::: TASK DATA :::

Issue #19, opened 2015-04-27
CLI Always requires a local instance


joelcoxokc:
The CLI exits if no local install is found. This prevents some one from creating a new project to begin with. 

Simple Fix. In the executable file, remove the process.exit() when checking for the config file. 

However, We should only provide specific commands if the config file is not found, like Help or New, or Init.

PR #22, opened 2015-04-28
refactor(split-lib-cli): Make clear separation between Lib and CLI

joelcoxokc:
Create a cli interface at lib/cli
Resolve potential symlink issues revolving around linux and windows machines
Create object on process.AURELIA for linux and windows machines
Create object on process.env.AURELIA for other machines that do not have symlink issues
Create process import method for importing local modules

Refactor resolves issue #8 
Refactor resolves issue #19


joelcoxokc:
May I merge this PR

:::
::: TASK DATA :::

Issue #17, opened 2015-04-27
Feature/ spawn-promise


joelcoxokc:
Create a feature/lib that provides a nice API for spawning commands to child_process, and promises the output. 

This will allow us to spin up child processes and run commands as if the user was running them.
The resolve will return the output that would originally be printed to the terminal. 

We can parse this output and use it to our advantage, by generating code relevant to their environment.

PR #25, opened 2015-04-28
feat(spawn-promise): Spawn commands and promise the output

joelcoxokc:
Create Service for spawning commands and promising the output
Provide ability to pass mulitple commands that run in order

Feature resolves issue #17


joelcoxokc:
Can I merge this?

:::

**TASK GOAL**
Look above for the line holding "feat(spawn-promise): Spawn commands", then set down exactly that line and every line after it up to and including the line holding "Can I merge this?", with nothing else.

**TASK ANSWER**
feat(spawn-promise): Spawn commands and promise the output

joelcoxokc:
Create Service for spawning commands and promising the output
Provide ability to pass mulitple commands that run in order

Feature resolves issue #17


joelcoxokc:
Can I merge this?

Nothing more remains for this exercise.